久しぶりに浅田次郎氏の作品を読みました。
別荘地に住む高齢の男性。ある雷雨の夜に近所の人らしき女性が庭に迷い込んできます。
雨宿りがてら会話を交わし、そのお礼として降霊会に誘われます。
そこで過去に経験した悔悟に関連する霊が幾人も現れ、その時のそれぞれの事情を打ち明ける、という話です。
前半は男性の小学生時代。戦後間もない、世の中がまだ混沌に満ちていた時代です。
ある日引っ越してきた同級生。帰り道が同じだという理由で仲良くなったのですが、どことなく違和感を抱きます。実は同級生の父親は子供を当たり屋として使い、過去に2度も事故に合わせています。そして結果的に殺してしまうのです。ダンプに当たりに行く瞬間を見ていた少年時代の男性。なのに見ていなかったことかのように忘れようとしていた自分。

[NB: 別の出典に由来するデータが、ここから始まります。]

PR #1294, opened 2015-08-07
fix #1282: add title on wallabag logo

### LINKED ISSUE #1282: Some bugs with new Materiel theme
Hi,
I've just check some pages of wallabag with this new theme and I noticed several tiny things.
Maybe some of them are not related to Materiel theme. I use Firefox and a Mac.

## 1
On [Save new entry page](http://v2.wallabag.org/new), the Save button has no specific CSS styles. Should it be displayed as "Save" when editing tags?
wallabag_issue_1

## 2
Has you can see is this next screenshot, search form is activated but I don't see any cross on right.
Cursor is changed when hovering this area but there is no icon. My cache has been cleared with no effect.
wallabag_issue_2

## 3
If I click on the Hamburger menu icon, i get a strange display. By the way, this icon is displayed only after closing search form (See #1280)!
Next clicks are good I think: it hide/show menu on left. And I always get an overlay (or sort of) when main menu is also there.
wallabag_issue_3

## 4
In an article page, we can edit title but the title attribute as a wrong value: "Edit tags".

## 5
- I think it should be better to display current category as title in main area: Unread, Favorites, ...
- And a title could be added on wallabag's logo to know this links goes to unread articles.

nicosomb:


modos189:
I don't line it

nicosomb:
what?

modos189:
not clear that the logo - it is a list of unread articles

nicosomb:
still don't understand, sorry. What do you suggest to fix that

modos189:
Sorry, I did not understand correctly the change. Now understood. I like =)

PR #1298, opened 2015-08-07
fix material

modos189:


nicosomb:
yeah, good job guy. I like the notifications :+1:

src/Wallabag/CoreBundle/Resources/views/themes/material/layout.html.twig
```diff
@@ -18,6 +18,67 @@
...
+                </ul>
+            </div>
+            <form method="get" action="index.php">
+                <div class="input-field nav-panel-search" style="display: none">
+                    <input name="search" id="searchfield" type="search" required placeholder="{% trans %}Enter your search here{% endtrans %}">
+                    <label for="search"><i class="mdi-action-search"></i></label>
+                    <i class="mdi-navigation-close"></i>
+                </div>
+            </form>
+            <!--<form name="entry" method="post" action="{{ path('new_entry') }}">
```
nicosomb: "add a new link" form will be displayed in the header? Or is that dead code?

src/Wallabag/CoreBundle/Resources/views/themes/material/public/js/init.js
```diff
@@ -10,19 +10,26 @@ $(document).ready(function(){
     //    $(".nav-panel-buttom").hide(100);
     //    $(".nav-panel-add").show(100);
     //    $(".nav-panel-menu").hide(100);
+    //    $(".nav-panels .action").hide(100);
```
nicosomb: dead code?

nicosomb:
just 2 comments, we can merge after that.

modos189:
When you are able to add material I uncomment.

If I understand correctly, it is now possible to add articles from the page ONLY / Neuve, because you want to pass the token

nicosomb:
> If I understand correctly, it is now possible to add articles from the page ONLY http://site.com/new,

yes, you can add new articles from this page only. So you can implement form in the header I think.

modos189:
Please tell me how to do it

nicosomb:
OK, I'll do that after my current work.

j0k3r:
Also, could you rebase your branch against the v2 to fix conflicts?

modos189:
Up

nicosomb:
I merged your PR. About new link form, my PR #1307 is not yet finished, so I think it's better for you to work on a new PR.

Issue #1305, opened 2015-08-09
[v2] Maintain baggy for wallabag v2?


nicosomb:
For wallabag v2, we'll have material theme, thanks to @modos189. 
Today, baggy theme is finished in v2. 

@tcitworld @j0k3r and others too, do you think we have to work on this theme? 
I love it, but I think we'll loose time with it.

tcitworld:
I've got used to it and I think most users are used to it too.

What do you expect to take time ?

nicosomb:
We need to create all the twig files for v2.

tcitworld:
Sure, but I don't see much problems we could encounter. Will have a look.
Who worked on *baggy* in the first place ?

nicosomb:
It was @Courgette :-)

tcitworld:
Well, we'll always be welcomed for help. ;-)

j0k3r:
I think it's cool to have a new theme for the v2 but there are always people who don't really like change. So if we let them come back to the _old_ baggy theme for the v2, they will be really happy :)

So :+1:  to keep Baggy.

courgette:
Hi, personnaly, i don't have time to maintain baggy now. But in October, i can get a few time to participate to projects Open source, so i can create a new theme for the v2 or if baggy already here, redesign it.

tcitworld:
OK. Can I just ask you for help for JS or css stuff sometime ?

courgette:
Yeah, of course

nicosomb:
PR from @j0k3r #1401

nicosomb:
Merged ... So we can close?

PR #1307, opened 2015-08-10
[WIP] V2 material new link form header

nicosomb:
I know, tests are broken.
It's because tests are made on baggy theme. If we want to keep compatibility between some new features (like this PR), we really discuss about #1305 ... 
For example, if I remove /new page on material, what about baggy theme?


tcitworld:
We should do the things for *material* and then rewrite *baggy* nearly from scratch.

modos189:
What if use API for this?

PR #7375, opened 2024-03-23
Use IsGranted in EntryController

yguedidi:
Better reviewed commit by commit.
Left as a draft PR so that it's not accidentaly merged before squashing in one commit after approve :)

For EntryVoter, all attributes are using the same rule: being the user of the entry.
But because it's about security, I prefered to be as granular as possible, in case each actions grant rules change in the future.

降霊会では同級生の親や警察官、祖父がその時の悔悟や思いを口にします。
後半は男性の大学生時代。「真澄」という友人の女性にずっと片思いされていたにも関わらずそれに気づかず、別の女性に惹かれた男性。その想いに打ちひしがれた真澄は死んでしまいます。また真澄に片思いしていた男性の友人。彼も40半ばで病気に倒れます。
彼らの思いが時を経て降霊会で吐露されます。想いを告げた霊たちは、どこへ行くのでしょうか?
しかし降霊会から帰った翌日、庭に迷い込んだ女性も降霊会があったお屋敷も、実際には存在していないことがわかります。あれは何だったのでしょうか・・?
そこに書かれているのは、行き場のない想いです。戦後の混迷期。学生紛争のさなかに持て余した時間。日本はどんどん豊かになったというけれど、降霊会に出てきた彼らは幸せだったのか?幸せを求めて目を瞑った、もしくは見なかった・知らなかったことにした数々の事柄。その結果、主人公の男性は幸せを得ることができたのか?
この本を読むと、いろいろ考えされられます。児童虐待や介護問題、貧困など、これだけ豊かになったにも関わらず、まだまだ問題が山積しています。それに対して自分は何をやっているのか?見なかった・知らなかったことにしていないか。時代は違うけれど私もやっていることはさほど変わらないように思えます。
夏の夜に読むにはぴったりの、心をヒヤッとさせられる本です。Cold Heart。